Pastorek: Yes. They had no international whatchacalit at Hobby, so they had to fly to Denver, and go through the customs in Denver, and then fly to Houston.
Q: What was it like needing to do your opening night after September 11th? Did that change the concert at all?
Pastorek: I think we changed some of the programming, but minor things.
Q: Was there any sense that you shouldn’t be doing it, or that it was frivolous?
Pastorek: No, no. It wasn’t. It was something that we had to do. You don’t stop doing stuff like that because of a bunch of crazies. You do more of it, in spite of them.
Q: And you had a nice full house?
Pastorek: Yes. Packed.
Q: And did you do everything as usual? Were there larger security concerns?
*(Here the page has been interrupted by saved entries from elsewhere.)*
PR #2438, opened 2022-09-26
Add I2S for ESP32

BWalti:
## Description
- Adjust CMake for ESP32 and I2S.
- Fixed some implementation details (device pin mapping).
- Some adaptations in "init" according to the ESP IDF 4.4.2 documentation.
- Update I2S assembly declaration.

## Motivation and Context

- Following nanoframework/System.Device.I2s#3.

Pastorek: A little bit larger, a little bit better security. There’s a funny story: the following weekend, at a Sunday matinee, one of our cellists — she’s Korean, and her ex-husband is German — her son, who is probably twenty-seven or twenty-eight years old, was at the concert. He walked into the theater, and sat down, and his seat was on that wheelchair aisle, the wider aisle in the middle of the theater. He sat down — this is before the concert — took his coat off and laid it on the seat beside him, then got up and walked back out again. He went to get a drink of water. The people around him called the police, called security. They said that he looked like an Arab, and he did something strange with his coat, hid something underneath it, then walked out. So they came in looking for a bomb.
Q: Oh no.
Pastorek: So this guy is half Korean, half German, and they thought he was an Arab.
Q: He didn’t get arrested or anything, did he?
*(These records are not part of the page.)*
PR #2448, opened 2022-10-03
Lilygo2021 target fix

amzak:
## Description

This PR fixes the build error for Lilygo2021 target. 

## Motivation and Context

It turns out, that the current build configuration with graphics and bluetooth api enabled doesn't fit into iram0. 
It can't fit even with all the optimizations enabled, as advised by Espressif.
But it can fit with REV3 sdk config. 
Since the device is in fact REV3 cpu, I've added a new sdk config, and modified the target profile.

Probably, configuration sdkconfig.default_pico_ble should be deleted, since it's not used, but I'm not sure.

## How Has This Been Tested?

Tested locally.

## Types of changes

## Checklist


josesimoes (changes requested):
Looking at this default_pico_ble sdk config was added by yourself a few days ago.
And it's used only in the Lilygo2021 cmake preset.

I understand your point on making this a rev3 config. Makes total sense.
Let's, instead of creating a new sdk config, rename the sdk config from `default_pico_ble` to this new name `default_pico_ble_rev3`.

I've compared the contents of the 3 pico SDKs and found some differences which shouldn't be there (for consistency). Please address those so we can have the sdk configs nicely aligned. 😉

josesimoes (commented):
I've just aligned a few of the options with the other SDK config files.
Apart from that it looks OK.

josesimoes:
@amzak if you can test these out, please do and report back. After doing that and comiting the changes, this is good to merge.

amzak:
@josesimoes, can you elaborate, please. 
I'm a little confused now, where are these changes come from?
For instance, the suggested change:

```
# CONFIG_BOOTLOADER_COMPILER_OPTIMIZATION_DEBUG is not set
to
# CONFIG_BOOTLOADER_COMPILER_OPTIMIZATION_DEBUG=y
```

But at least 5 other configs have that same line.
What should I use as the sample of the correctly aligned sdkconfig file?
Should I align pico_ble_rev3 the same way?
Just trying to understand to avoid that in the future.

josesimoes:
@amzak I was comparing with the the `sdkconfig.default_pico` and `sdkconfig.default.esp32`.
The idea is to have the various configs aligned throughout the files to make it easier to compare.

You had several which here moved a few lines down/up or just commented with the different format.

josesimoes (approved):
@amzak I can see you've made the changes even before my explanation. 😅 
Hope it makes sense to you.

It's looks OK now. I'll merge it. Thanks for improving this.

Pastorek: No, no. They just talked to him. He thought it was hilarious.
Q: Is it pretty amazing that the season started back up again in time after last year’s flood?
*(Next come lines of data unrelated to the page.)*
PR #2456, opened 2022-10-31
Increase reserved memory for IDF

AdrianSoundy:
## Description
Reported as a problem with wifi ScanAsync giving an Invalid operation exception. This was caused due to Wifi not running as it failed to initialise due to out of memory error.

Also had a problem compiling locally the ESP32_PICO target as it got into a loop including ffconf.h due to this in esp32\ffconf.h when sdcard not included. So for now just included SD card on pico

esp32\ffconf.h
```
#if (HAL_USE_SDC != TRUE)
// need this include here when not using SDCARD so it can load the one from IDF
#include <ffconf.h>
#endif
```

## Motivation and Context
- Fixes nanoFramework/Home#1166

## How Has This Been Tested?
Tested with Pico and Olimex boards using Wifi scan sample

## Types of changes

- [ ] Improvement (non-breaking change that improves a feature, code or algorithm)
- [x] Bug fix (non-breaking change which fixes an issue with code or algorithm)
- [ ] New feature (non-breaking change which adds functionality to code)
- [ ] Breaking change (fix or feature that would cause existing functionality to change)
- [ ] Config and build (change in the configuration and build system, has no impact on code or features)
- [ ] Dev Containers (changes related with Dev Containers, has no impact on code or features)
- [ ] Dependencies (update dependencies and changes associated, has no impact on code or features)
- [ ] Documentation (changes or updates in the documentation, has no impact on code or features)

## Checklist

- [x] My code follows the code style of this project (only if there are changes in source code).
- [ ] My changes require an update to the documentation (there are changes that require the docs website to be updated).
- [ ] I have updated the documentation accordingly (the changes require an update on the docs in this repo).
- [x] I have read the [CONTRIBUTING](https://github.com/nanoframework/.github/blob/main/CONTRIBUTING.md) document.
- [x] I have tested everything locally and all new and existing tests passed (only if there are changes in source code).

PR #2460, opened 2022-11-01
Add build option to reserve internal RAM for IDF allocation

josesimoes:
## Description
- Add CMake build option `ESP32_RESERVED_RAM_FOR_IDF_ALLOCATION`.
- Update CMake and ESP32 target platform accordingly.
- Update memory allocation define.
- Update CmakePresets for all PICO and Ethernet targets to reserve 10k of internal RAM.

## Motivation and Context
- Exposes option to reserve RAM for IDF allocation.
- This has come up in the review of PR #2456 which was fixing nanoframework/Home#1166.

## Types of changes

## Checklist

### DIFF
--- a/CMakePresets.json
+++ b/CMakePresets.json
@@ -655,7 +655,6 @@
             "hidden": true,
             "cacheVariables": {
                 "SDK_CONFIG_FILE": "sdkconfig.default_nopsram.esp32",
-                "ESP32_RESERVED_RAM_FOR_IDF_ALLOCATION": "10",
                 "NF_BUILD_RTM": "OFF",
                 "NF_FEATURE_DEBUGGER": "ON",
                 "NF_FEATURE_RTC": "ON",
@@ -726,7 +725,6 @@
                 "NF_BUILD_RTM": "OFF",
                 "NF_FEATURE_DEBUGGER": "ON",
                 "TARGET_SERIAL_BAUDRATE": "115200",
-                "ESP32_RESERVED_RAM_FOR_IDF_ALLOCATION": "10",
                 "NF_FEATURE_RTC": "ON",
                 "API_System.IO.FileSystem": "ON",
                 "API_nanoFramework.Device.OneWire": "ON",
--- a/CMakePresets.json
+++ b/CMakePresets.json
@@ -632,7 +632,6 @@
             "hidden": true,
             "cacheVariables": {
                 "SDK_CONFIG_FILE": "sdkconfig.default_ble_rev3.esp32",
-                "ESP32_RESERVED_RAM_FOR_IDF_ALLOCATION": "10",
                 "NF_BUILD_RTM": "OFF",
                 "NF_FEATURE_DEBUGGER": "ON",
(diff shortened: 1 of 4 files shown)


CMakePresets.json
```diff
@@ -630,6 +632,7 @@
             "hidden": true,
             "cacheVariables": {
                 "SDK_CONFIG_FILE": "sdkconfig.default_ble_rev3.esp32",
+                "ESP32_RESERVED_RAM_FOR_IDF_ALLOCATION": "10",
```
AdrianSoundy, line 635: Rev3 and bluetooth so no required.

CMakePresets.json
```diff
@@ -653,6 +656,7 @@
             "hidden": true,
             "cacheVariables": {
                 "SDK_CONFIG_FILE": "sdkconfig.default_nopsram.esp32",
+                "ESP32_RESERVED_RAM_FOR_IDF_ALLOCATION": "10",
```
AdrianSoundy, line 659: Config without psram so not required

CMakePresets.json
```diff
@@ -721,6 +727,7 @@
                 "NF_BUILD_RTM": "OFF",
                 "NF_FEATURE_DEBUGGER": "ON",
                 "TARGET_SERIAL_BAUDRATE": "115200",
+                "ESP32_RESERVED_RAM_FOR_IDF_ALLOCATION": "10",
```
AdrianSoundy, line 730: This device is a pico D4 without psram but this entry is using a normal esp32 nopsram config which seems wrong. If right then doesn't need the ESP32_RESERVED_RAM_FOR_IDF_ALLOCATION

AdrianSoundy (changes requested):

AdrianSoundy:
The builds are failing because its not finding the default value of ESP32_RESERVED_RAM_FOR_IDF_ALLOCATION (0)
So we get 
```
C:/nanof/nf-interpreter/build/targets/ESP32/ESP32/target_platform.h:13:47: error: 'OFF' was not declared in this scope
[build]  #define ESP32_RESERVED_RAM_FOR_IDF_ALLOCATION OFF
```

CMakePresets.json
josesimoes: You are correct. Let's fix this on another PR.
Regarding this one: as this is a PICO without PSRAM it should have these reserved 10k, correct?

CMakePresets.json
josesimoes: I was under the impression that these extra 10k where required for devices WITHOUT PSRAM, that's why I've added it here...

AdrianSoundy: It's for  Rev 1 devices that have psram configured which uses over 10K of ram for the psram fixes library.
So really for rev 1 devices which have psram configured only. Like the PICO which had the psram enabled causing the problem.

CMakePresets.json
AdrianSoundy: Shouldn't need extra ram as current config without psram.

AdrianSoundy:
Other than changes above looks good to me,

Pastorek: I expected it to.
Q: You did? There wasn’t a point at which you thought it was going to have to wait another month or so?
Pastorek: No. If it wasn’t at Jones Hall, it would have been somewhere else.
Q: So where are you guys rehearsing now? Where’s musicians’ storage and dressing rooms and….
Pastorek: We rehearse on the stage at Jones Hall. Our dressing rooms are reopened as of this weekend. Right now, they’re putting together a plan to rebuild the library up on the second level. It’s going to be a combination of above the stage and in the lobby. They’re reconstructing everything up there. Basses are going to be on the second level, also. The percussion room may go back downstairs, they haven’t decided yet.
Q: So where’s all that stuff now, just on the stage?
Pastorek: I don’t know where the percussion stuff is. Our basses are in a temporary room upstairs. The library is at the librarian’s house.
Q: How much of the library did you end up saving?
Pastorek: They got all of it, but whether it’s going to be useable or not — well, it won’t be useable, but they’ll be able to get markings out of it.
Q: Right. They’re doing that NASA thing?
Pastorek: Yes. It’s freeze-dried and then vacuumed.
Q: And have they done any of it so far? Do they know if it’s going to work?
Pastorek: I think they got a couple boxes of papers back. They think that they’ll be able to just read them, you know, maybe photograph them. They’ll never be used.